Mitochondrial anchorage and fusion contribute to mitochondrial inheritance and quality control in the budding yeast Saccharomyces cerevisiae.

Higher-functioning mitochondria that are more reduced and have less ROS are anchored in the yeast bud tip by the Dsl1-family protein Mmr1p. Here we report a role for mitochondrial fusion in bud-tip anchorage of mitochondria. Fluorescence loss in photobleaching (FLIP) and network analysis experiments revealed that mitochondria in large buds are a continuous reticulum that is physically distinct from mitochondria in mother cells. FLIP studies also showed that mitochondria that enter the bud can fuse with mitochondria that are anchored in the bud tip. In addition, loss of fusion and mitochondrial DNA (mtDNA) by deletion of mitochondrial outer or inner membrane fusion proteins (Fzo1p or Mgm1p) leads to decreased accumulation of mitochondria at the bud tip and inheritance of fitter mitochondria by buds compared with cells with no mtDNA. Conversely, increasing the accumulation and anchorage of mitochondria in the bud tip by overexpression of MMR1 results in inheritance of less-fit mitochondria by buds and decreased replicative lifespan and healthspan. Thus quantity and quality of mitochondrial inheritance are ensured by two opposing processes: bud-tip anchorage by mitochondrial fusion and Mmr1p, which favors bulk inheritance; and quality control mechanisms that promote segregation of fitter mitochondria to the bud.

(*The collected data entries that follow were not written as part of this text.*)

PR #1979, opened 2026-08-15
ci: fail loudly when a merge group builds a commit main will not accept

### LINKED ISSUE #1978: merge queue: four required contexts never report inside a merge group, ejecting a green PR three times
## Summary

PR #1965 has been added to the merge queue **three times** and ejected all three times without merging. Its own checks are 42 pass / 1 skipping / 0 fail throughout, and its merge-group CI runs **succeed**. The cause is four required contexts that never report inside the merge group.

## Measurement

Polling the live merge-group ref `gh-readonly-queue/main/pr-1965-b7828e1f…` every 45s and diffing the reported check-runs against the ruleset's ten required contexts. Stable across five consecutive polls spanning ~4 minutes, with 29 checks reported:

```
MISSING = [ abi3 floor ↔ requires-python | Python Lint | Test | zizmor + actionlint ]
```

The entry is then removed. Timings for the three attempts:

| added | removed | merge-group CI |
|---|---|---|
| 06:02:44 | 06:11:35 | success |
| 06:38:30 | 06:46:32 | success (06:38:48 → 06:46:06) |
| 06:53:51 | 07:02:16 | success |

The second attempt is the clearest: CI succeeded at **06:46:06** and the entry was removed at **06:46:32**, 26 seconds later, without merging. For contrast, #1783 was removed at 06:25:04 and **merged at 06:25:05** — removal immediately followed by the merge.

## What is ruled out

- **Not a check failure.** Every merge-group run concluded `success`.
- **Not `grouping_strategy: ALLGREEN` coupling.** The first ejection was alongside #1968, but #1968 re-enqueued alone merged in eight minutes, and #1965 re-enqueued alone was ejected twice more.
- **Not a base move.** `main` did not advance during the first two windows.
- **Not `check_response_timeout_minutes`.** That is 60; these eject at ~8.5 minutes.
- **Not a group rebuild.** The group ref name is identical across attempts.

## Where the cause probably is

Both `ci.yml` and `lint-workflows.yml` trigger on `merge_group` and both concluded `success`, so the four contexts are **jobs skipped inside a successful workflow** rather than workflows that never ran. Three of the four (`abi3 floor ↔ requires-python`, `Python Lint`, `Test`) come from `ci.yml`; `zizmor + actionlint` comes from `lint-workflows.yml`.

Worth noting `lint-workflows.yml` already documents this exact hazard in its own comments, as the reason it carries no `paths:` filter:

> a `paths:` filter that does not match means the workflow never runs, and a workflow that never runs reports no check at all — which is indistinguishable, to a required-status-check rule, from a check that simply has not finished.

The same reasoning applies one level down, to job-level `if:` conditions inside a workflow that does run.

Why this reproduces on #1965 and not on #1968 or #1783 — which merged through the same queue in the same hour — is not established. #1965's diff includes `tests/python/test_sequence_normalize.py` and `.pyi` stubs, which makes `Python Lint` being absent especially counterintuitive.

## Impact

Any PR that hits this is **permanently unmergeable** through the queue, while presenting as fully green. Nothing on the PR surfaces it: `gh pr checks` reads 42 pass / 1 skipping, and the ejection leaves no failure anywhere. It is only visible by polling the merge-group ref before it is torn down.

## Suggested next step

Compare the job-level conditions in `ci.yml` for the four contexts against what a `merge_group` event supplies — in particular any changed-files detection, which computes a different set for a merge group than for a pull request.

The transcriptional repressor Sum1p counteracts Sir2p in regulation of the actin cytoskeleton, mitochondrial quality control and replicative lifespan in Saccharomyces cerevisiae.

Increasing the stability or dynamics of the actin cytoskeleton can extend lifespan in C. elegans and S. cerevisiae. Actin cables of budding yeast, bundles of actin filaments that mediate cargo transport, affect lifespan control through effects on mitochondrial quality control. Sir2p, the founding member of the Sirtuin family of lifespan regulators, also affects actin cable dynamics, assembly, and function in mitochondrial quality control. Here, we obtained evidence for novel interactions between Sir2p and Sum1p, a transcriptional repressor that was originally identified through mutations that genetically suppress sir2∆ phenotypes unrelated to lifespan. We find that deletion of SUM1 in wild-type cells results in increased mitochondrial function and actin cable abundance. Furthermore, deletion of SUM1 suppresses defects in actin cables and mitochondria of sir2∆ yeast, and extends the replicative lifespan and cellular health span of sir2∆ cells. Thus, Sum1p suppresses Sir2p function in control of specific aging determinants and lifespan in budding yeast.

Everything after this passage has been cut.